Unlike drywood termites, subterranean termites will nest in soil and will move to a wood source close to the ground. These termites will forage in tubes made up of soil, waste and wood chips.

The most destructive type of subterranean termite is Heterotermes aureus and Reticulitermes tibialis. Heterotermes aureus is mostly native to the arid Southwest and it has been known to destroy all different kinds of wood, like cactus ribs, damaged trees, and even utility poles. Reticulitermes tibialis, however, is also native to the desert but will attack creosote and greasewood bushes. Homes built around these plants will likely face infestation when the bushes are removed.

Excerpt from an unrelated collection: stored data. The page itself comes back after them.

PR #2074, opened 2026-03-17
fix(gps and sensor): fix extended uptime failures in GPS and sensor code

NickDunklee:
Updated to cover all GPS code paths that have the same variable math problems.

This covers fixing GPS looping bugs and also a divide by zero potential crash in the t1000-e. Was originally an attempt to help fix t1000-e uptime, and figured might as well fix the math in all the rest in the same go. If preferred, I can break out the t1000-e sensor fix into its own PR so this is just GPS stuff.

- Fix millis() wraparound (49-day) in GPS sensor loop() and MicroNMEALocationProvider::loop() by switching from absolute comparison (millis() > next_*) to elapsed-time math ((uint32_t)(millis() - last_*) >= interval) with uint32_t timestamps; previous pattern could stall GPS updates and time sync for up to ~24 days after 49-day-wraparound
- Fix divide-by-zero crash in get_heater_temperature() when ntc_volt == 0 (open circuit or bad ADC read); now returns 0.0f safely
- Fix out-of-bounds array access in get_heater_temperature(): loop exit at i == 0 caused ntc_res2[i-1] / ntc_temp2[i-1] at index -1; loop exhaustion at i == 136 caused ntc_res2[136] one-past-end read; clamped i to [1, 135] with early-exit returns for edge temperatures so it doesn't run out of bounds


NickDunklee:
Just note, haven't had a t1000e failure since this change.

NickDunklee:
#2937 fixes the GPS bug as well, so closing. Huzzah! 🎉  I'll check the other code vs 1.17.0 and open another PR if needed.

Issue #2754, opened 2026-06-12
[Feature request] Built-in debug bot for the companion radio firmware (!ping, !path, ...)


zfouts:
## Use-case / problem

  A lot of people on the mesh are using things like `pathbot`, where you send
  `!path` in a #bot channel and it tells you how your message got there. This is
  really valuable for knowing how good the pathing is in your local mesh.

  I did not want to rely on running a separate radio for this, hooked into pyMC
  or similar. I thought, why not build it directly into the firmware and skip
  needing yet more hardware and software? The radios can handle this simple
  task, they have access to all of the same data natively.

  ## What I'm proposing

  An opt-in firmware variant (`<board>_companion_radio_ble_bot`) that is just
  the stock BLE companion plus a small responder. When the node gets a direct
  message starting with `!` it replies over the mesh with diagnostics, and the
  message still gets forwarded to the phone app like normal.

  Commands so far: `!ping` (the requester's SNR/RSSI/hop count into the node),
  `!rf`, `!path` (hop hashes resolved to contact names), `!status`, `!stats`,
  `!neighbors`, `!uptime`, `!time`, `!ver`.

  It can also answer in group channels, but only ones on an allow-list, which
  is empty by default. So no spamming Public.

  Config is local only, through the existing custom vars frames, so nobody on
  the mesh can mess with your bot. With meshcore-cli:

```
      set bot 0|1                      # enable/disable
      set bot.channels "#test,#bots"   # channel allow-list
      get custom
```

  Settings persist to flash.

  ## Keeping it polite on the airwaves

  Replies are rate limited three ways: a global minimum gap between replies, a
  per-sender cooldown, and a hard cap per minute. A flood of `!` messages won't
  turn the node into an airtime hog.

  Replies never start with `!` so bots can't trigger each other, and unknown
  commands are ignored silently, so typos and other bots' prefixes generate no
  traffic at all.

  ## Implementation notes

  I have this working already, with zero changes to existing files. Everything
  lives in `examples/companion_radio_bot/` plus one env file, using the stock
  companion's public API and a couple of link-time aliases. Builds clean for
  8 boards across ESP32 and nRF52 (Xiao S3 WIO, Xiao nRF52 WIO, Heltec V3/V4,
  RAK4631, RAK WisMesh 1W Booster, T1000-E, Heltec T114), and adding another
  board is about 12 lines of platformio.ini.

[...]

PR #2755, opened 2026-06-12
Add companion radio debug bot firmware variant (multi-board)

zfouts:
Implements the built-in debug bot discussed in #2754 

  ## What this adds

  A new opt-in firmware type: the stock BLE companion with a small mesh debug
  bot built in, for range testing and checking pathing in your local mesh.
  When the node gets a direct message starting with `!` it replies over the
  mesh with diagnostics, and the message still gets forwarded to the phone app
  like normal.

  Commands: `!ping` (the requester's SNR/RSSI/hop count into the node), `!rf`,
  `!path` (hop hashes resolved to contact names), `!status`, `!stats`,
  `!neighbors`, `!uptime`, `!time`, `!ver`.

  It can also answer in group channels, but only ones on an allow-list, which
  is empty by default. So no spamming Public.

  ## Keeping it polite on the airwaves

  Replies are rate limited three ways: a global minimum gap between replies, a
  per-sender cooldown, and a hard cap per minute. A flood of `!` messages won't
  turn the node into an airtime hog. Replies never start with `!` so bots can't
  trigger each other, and unknown commands are ignored silently.

  ## Runtime configuration

  No mesh-side config, so nobody on the mesh can mess with your bot. It's
  controlled through the existing custom vars frames (CMD_GET_CUSTOM_VARS /
  CMD_SET_CUSTOM_VAR), e.g. with meshcore-cli:
```
      set bot 0|1                      # enable/disable replies
      set bot.channels "#test,#bots"   # channel allow-list
      get custom
```
  Settings persist to flash and survive reboots.

  ## Design: zero changes to existing files

  Everything lives in `examples/companion_radio_bot/` plus one env file
  (`variants/bot_envs/platformio.ini`). No upstream file is modified, so this
  can't break any existing build:

  - `main.cpp` includes the stock companion `main.cpp` with `MyMesh` renamed
    to a `BotMesh` subclass that overrides `onMessageRecv` /
    `onChannelMessageRecv`. The env links the original symbol back with
    `-Wl,--defsym,the_mesh=the_bot_mesh`.
  - `BotTarget.cpp` compiles the board's stock `target.cpp` with the global
    `sensors` object swapped for a thin subclass that adds the two custom
    vars. Works unmodified across boards, including the T1000-E's custom
    `T1000SensorManager`.
  - The bot only uses `MyMesh`'s public API. Stock builds never compile any
    of these files.

  ## Boards

  `Xiao_S3_WIO`, `Xiao_nrf52`, `Heltec_v3`, `heltec_v4`, `RAK_4631`,
  `RAK_3401` (WisMesh 1W Booster), `t1000e`, `Heltec_t114`, each as
  `<board>_companion_radio_ble_bot`. Adding another board is about 12 lines
  of platformio.ini that extend its stock BLE companion env. Full docs in
  `examples/companion_radio_bot/BOT_README.md`.

  ## Testing

  - All 8 envs build clean (ESP32-S3 and nRF52840 toolchains).
  - Tested on real hardware: Xiao S3 WIO, Xiao nRF52 WIO, Heltec V4, and the
    RAK WisMesh 1W Booster (RAK3401 + RAK13302).
  - Verified in the linked ELFs that `sensors` resolves to the wrapper and
    `the_mesh` to the bot subclass on both architectures.

### DIFF
--- a/examples/companion_radio/MyMesh.cpp
+++ b/examples/companion_radio/MyMesh.cpp
@@ -1981,7 +1981,7 @@ void MyMesh::handleCmdFrame(size_t len) {
         sendPacket(pkt, priority, 0);
         writeOKFrame();
       } else {
-        _mgr->free(pkt);
+        releasePacket(pkt);
         writeErrFrame(ERR_CODE_ILLEGAL_ARG);
       }
     } else {
--- a/examples/companion_radio/MyMesh.cpp
+++ b/examples/companion_radio/MyMesh.cpp
@@ -1981,6 +1981,7 @@ void MyMesh::handleCmdFrame(size_t len) {
         sendPacket(pkt, priority, 0);
         writeOKFrame();
       } else {
+        _mgr->free(pkt);
         writeErrFrame(ERR_CODE_ILLEGAL_ARG);
       }
     } else {
--- a/examples/companion_radio_bot/BOT_README.md
+++ b/examples/companion_radio_bot/BOT_README.md
@@ -1,0 +1,163 @@
+# Companion Radio + Built-in Debug Bot
+
+This is the standard MeshCore **BLE Companion** firmware with a built-in
+"debug bot". When the node receives a **direct text message** over the
+LoRa mesh whose text begins with `!`, it auto-replies over the mesh with useful
+debugging info — while still behaving as a normal companion (the incoming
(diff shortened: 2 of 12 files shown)


zfouts:
Closing as this should not be a core feature.

PR #2763, opened 2026-06-14
* fix for anon contacts when full

ripplebiz:
BaseChatMesh::contacts array now initialised with first 8 (MAX_ANON_CONTACTS) reserved 
ContactsIterator now starts at idx = MAX_ANON_CONTACTS, skipping the reserved slots
allocateContactSlot(true) now only considers first 8 (MAX_ANON_CONTACTS) slots
allocateContactSlot(false) now skips first 8  (MAX_ANON_CONTACTS) slots


oltaco:
👌

PR #2793, opened 2026-06-17
Ikoka Handheld: Fix LED state polarity

tuxmobil:
LEDs are lit with LED_STATE_ON == 0 as with all Xiao nRF52 boards.
This caused inverted LED behavior when code used the default PIN_LED + LED_STATE_ON defines, such as the Bluefruit Library.


entr0p1 (approved):
Looks good, matches Xiao nRF52840 which this board uses.

PR #2794, opened 2026-06-17
Add variant for ikoka handheld to use Ebyte E22P module

tuxmobil:
The original ikoka handheld was build for the Ebyte E22 module.
This commit includes the slight changes needed to adapt to the improved E22P module.
To allow both variants, a new build variant for the E22P was created.


pizkesh:
I sucessfully built and flashed my E22P based ikoka handheld with this commit, thank you for making it available!

PR #2795, opened 2026-06-17
[Feature request] Disable blue LED during Bluetooth connection

tuxmobil:
To save power, do not indicate an active Bluetooth connection with a steadily lit blue LED.


rolandwhoffmannrh-alt:
same for the annoying flashing LED all 4 seconds on nRF52 based boards.

mmoll:
> same for the annoying flashing LED all 4 seconds on nRF52 based boards.

@rolandwhoffmannrh-alt Check out #2694

entr0p1:
In my opinion this type of thing comes down to preference of the user and really should be configurable from the app. That'll require Liam's input though.

PR #2797, opened 2026-06-18
Allow repeaters to restrict Flooded REQ, ANON_REQ, and RESPONSE packets

netprince17:
In our meshcore region, we are receiving a large number of flooded request, flooded anonymous request, and flooded response packets.  We think this is probably from people using automation which is not quite configured properly.  There are more flooded anonymous request and flooded response packets than flooded advertisement packets.  I have monitored the packets using the 'Rx Log' tool, as well as using the pyMC:Console.

image

This patch allows the repeater owner to configure a maximum number of hops for flooded request, flooded anonymous request, and flooded response packets using the CLI.  

set flood.max.response 8
set flood.max.request 8
set flood.max.anon.request 8

**All options default to 64**, so no changes to the default repeater behavior.

This patch was modeled after the recent flood.max.advert addition to meshcore found here:
https://github.com/meshcore-dev/MeshCore/commit/74adda6316f16d4c8ae605538e3198bb20fdfa28

I have been testing this patch for several days on two repeaters.  Using the test repeaters, I can still log-in to further away repeaters, less than the configured 8 hops away.

Dropping these packets will likely prevent logging-in to repeaters/rooms that are further away than the configured hops.  There may be other consequences of preventing flooded request, anon request, and response packets further away than the configured hops, but I have not found any other downside yet.


IoTThinks:
Should we use the same flood max setting for these requests too?

musznik:
What’s wrong with requests? I don’t write anything on the channels myself - I only try to get into repeaters or check the telemetry. I don’t like writing because it’s not always reliable; not everyone replies.

I’ve noticed a strong push to limit the number of hops. This affects people who live in mountain valleys, like me (or dense mesh). Sometimes, to get a signal through to a bigger town only about 20 km away, we need 8-10 hops.

netprince17:
> What’s wrong with requests? I don’t write anything on the channels myself - I only try to get into repeaters or check the telemetry. I don’t like writing because it’s not always reliable; not everyone replies.
> 
> I’ve noticed a strong push to limit the number of hops. This affects people who live in mountain valleys, like me (or dense mesh). Sometimes, to get a signal through to a bigger town only about 20 km away, we need 8-10 hops.

Thanks for the comment... there is not anything inherently wrong with flooded requests, just like there is not anything inherently wrong with flooded advertisements.  In this case, a few users have setup automations which flood the network with flooded requests and flooded replies every minute or two.  

If it were up to me, I would set the defaults max-hops on flooded requests and flooded responses to 8 to match the new default on flooded adverts, but considering there may be unforeseen consequences, leaving the default set to 64 keeps the current behavior by default.

SaschaKt:
> What’s wrong with requests? I don’t write anything on the channels myself - I only try to get into repeaters or check the telemetry. I don’t like writing because it’s not always reliable; not everyone replies.
> 
> I’ve noticed a strong push to limit the number of hops. This affects people who live in mountain valleys, like me (or dense mesh). Sometimes, to get a signal through to a bigger town only about 20 km away, we need 8-10 hops.

Every login, also with direct path, results in an flood response. And this response is mostly Unscoped. So you get 28, 34 hops away responses and so on. I don't think that it would find the destination after 28 hops. Normally you are logging max 2-3 hops away to repeaters, more is not comfortable

Alain2019:
A suggestion : adding  flood.max.advert.repeater

Adverts from a repeater are not needed for message transport and don't need to go as far as other adverts.
Adverts from repeaters do take a lot of airtime, sometimes up to 50%.

lbibass:
This is definitely necessary for large networks to remain usable. This is a well placed repeater. 50ft AGL on the highest ground in the county. It's linked into a network from RDU to Nashville to Atlanta.


request, anon request, and response are 33.9% of the airtime on this repeater.
image


request, anon request, and response are 42.7% of the packets on this repeater. 
image

Most of this traffic is coming from upwards of 10-15 hops away. 
If just a few high elevation repeaters enabled scoping like this, it would massively cut down on the amount of traffic flooding large networks, and make them significantly more reliable.

PR #2799, opened 2026-06-19
Add LilyGo T-Watch S3 variant

djkazic:
ESP32-S3 + SX1262 companion-radio (BLE) support for the LilyGo T-Watch S3:
- AXP2101 PMU brought up via XPowersLib (enables the LoRa, display and sensor power rails)
- ST7789 240x240 display and FT5x06/FT6x36 capacitive touch via LovyanGFX
- on-device UI driven by touch, as the watch has no navigation buttons

Shared changes, both guarded/no-op for existing boards:
- DisplayDriver: add virtual getTouch() (default returns false; LGFXDisplay already implements it)
- companion ui-new: map touch taps to nav keys when UI_HAS_TOUCH is defined

Tested this with the official MeshCore app and was able to confirm that LoRA and BLE both work.

### DIFF
--- a/boards/lilygo_twatch_s3.json
+++ b/boards/lilygo_twatch_s3.json
@@ -1,0 +1,41 @@
+{
+  "build": {
+    "arduino": {
+      "ldscript": "esp32s3_out.ld",
+      "partitions": "default_16MB.csv",
+      "memory_type": "qio_opi"
+    },
+    "core": "esp32",
+    "extra_flags": [
+      "-DARDUINO_USB_MODE=1",
+      "-DARDUINO_RUNNING_CORE=1",
+      "-DARDUINO_EVENT_RUNNING_CORE=1"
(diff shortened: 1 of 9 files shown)


djkazic:
I also have some power-saving tweaks locally, but was unsure if that was in scope for adding variant support. Let me know if I should push it.

More or less, it just defines a `LOOP_IDLE_YIELD_MS` var, and yields when idle so that the core can drop into `waiti` between events (rather than busy-spinning).

niks200:
I'm also really looking forward to the firmware release for the Lilygo T-Watch-S3. I'm currently using v11.0 for the T-Watch-S3 Plus, but there is no full compatibility and some functions do not work. 
If you need help testing it, let me do it too. I'm really looking forward to finally adding the firmware for my T-Watch-S3 to the official flasher.

Issue #2786, opened 2026-06-17
nRF - broken manual and automatic GPS time sync on repeaters


LennertVA:
T114 with active GPS module does not sync time via GPS:

- Automatically: uptime of 11+ hours, clock showing 2024 despite gps on, fix, 15 satellites
- Manual: `gps sync` returns `OK` but does not sync the clock

Finally `clock sync` sends it nicely back to 2026.

Currently running on 1.15. I'll test with 1.16.

Same behaviour reported specifically for RAK: https://github.com/meshcore-dev/MeshCore/issues/2359

LennertVA:
Confirmed on T114 with 1.16. No automatic GPS clock sync after 40 minutes; `gps sync` returns OK but does not sync the clock.

ckoehler:
I'm not entirely sure, just getting started in the codebase, but it could be that no clock is passed into the GPS setup [here](https://github.com/meshcore-dev/MeshCore/blob/main/variants/heltec_t114/target.cpp#L25).

If so, adding it to the constructor may be all that's required:

```c
MicroNMEALocationProvider nmea = MicroNMEALocationProvider(Serial1, &rtc_clock);
```

I think the RAK fix is a bit more involved.

GOTO-GOSUB:
This is interesting, I suspect that I have just run into a similar issue on my Heltec V4 repeater. It had been running for a couple of months and then ceased updating before disappearing completely from the maps. When I checked the clock it was reported as being ahead and attempting to re-sync the clock either timed out or informed me that the clock cannot go back (although simply issuing the "clock" command via the CLI returned a time that looked right to me). It took a combination of disabling the GPS module from the CLI, power cycling (not reboot), re-enabling the GPS module and then re-syncing the clock to get the repeater to seem happy with the time again.

From Discord:

<img width="1011" height="420" alt="Image" src="https://github.com/user-attachments/assets/c029b41a-784b-4b13-b621-986f75e7fc1d" />

IoTThinks:
gps sync is not working for my T114+L76K too.
It saids ok but clock showed 1/3/2026 UTC.

gps shows on, active, fix, 9 sats.

IoTThinks:
> I'm not entirely sure, just getting started in the codebase, but it could be that no clock is passed into the GPS setup [here](https://github.com/meshcore-dev/MeshCore/blob/main/variants/heltec_t114/target.cpp#L25).
> 
> If so, adding it to the constructor may be all that's required:
[...]

PR #2810, opened 2026-06-22
Fixed GPS time sync for Heltec T114

IoTThinks:
Hello all,
This PR is to fix the issue in https://github.com/meshcore-dev/MeshCore/issues/2786
The GPS time sync is not working (not syncing up time) for Heltec T114.

Tested working for Heltec T114.
The time is autosynced fine after rebooting and locking GPS.
gps sync works fine too.

Credits to Ckoehler.


IoTThinks:
So fast.
Thanks a lot.

PR #2815, opened 2026-06-23
Fix blank OLED on T-Beam Supreme V3 (I2C bus init + 0x3D address)

### LINKED ISSUE #2609: T-Beam Supreme V3 OLED Display is not showing information
# Problem description
After installing the companion firmware v1.15.0 on a Lilygo T-Beam Supreme ESP32-S3 V3.0 the display stays dark.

Subterranean termites in Arizona swarm during monsoon season, which is from July to September. However, depending on the species and elevation when discussing subterranean termite swarms. Winged reproductive swarms will occur from January to March when desert land is below 4,000 feet. Above 4,000 feet, subterranean termites will swarm from June to July.

Drywood termites in Arizona

Drywood termites infest wood that is not in direct contact with the ground. These termites are easier to identify because they have hardened fecal matter that piles up and around their nesting area. Drywood termites also form larger galleries than subterranean termites and will form their nests around windows and doors. Incisitermes minor is the most common type of drywood termite species in Arizona.

Drywood termites also the most destructive type of termite, residing in dry sound wood that is found in most wood products like furniture. Drywood termites are larger than subterranean termites which are about a half of an inch and the adults have a brown head and a brown blackish body.

The dark western drywood termite is responsible for a good deal of the damage experienced by owners of Arizona homes and businesses. This type of termite eats the same wood in which it builds its colonies. This wood can be located indoors or outdoors; from wooden furniture to decks and patios, they are a resilient species.

Dampwood termites in Arizona

As its name implies, the desert dampwood termite eats moist wood. Dampwood termites attack the underground roots of bushes and trees. They also eat other types of wood extending below the earth, including fence posts and other man-made structures.

Arizona termite signs

You may just be wondering what the signs of termites might be. Be on the lookout for mud tubes, discarded wings, or wood that is soft or hollow on the walls of your house or building, you probably have a termite infestation. At that point, it’s time to call a team of experienced pest control professionals.

Arizona termite swarms

Termite swarms can be found inside or near the home, especially after it rains. These groups are made up of mature swarmers with a variety of roles. The non-winged termite is either a forager or a soldier.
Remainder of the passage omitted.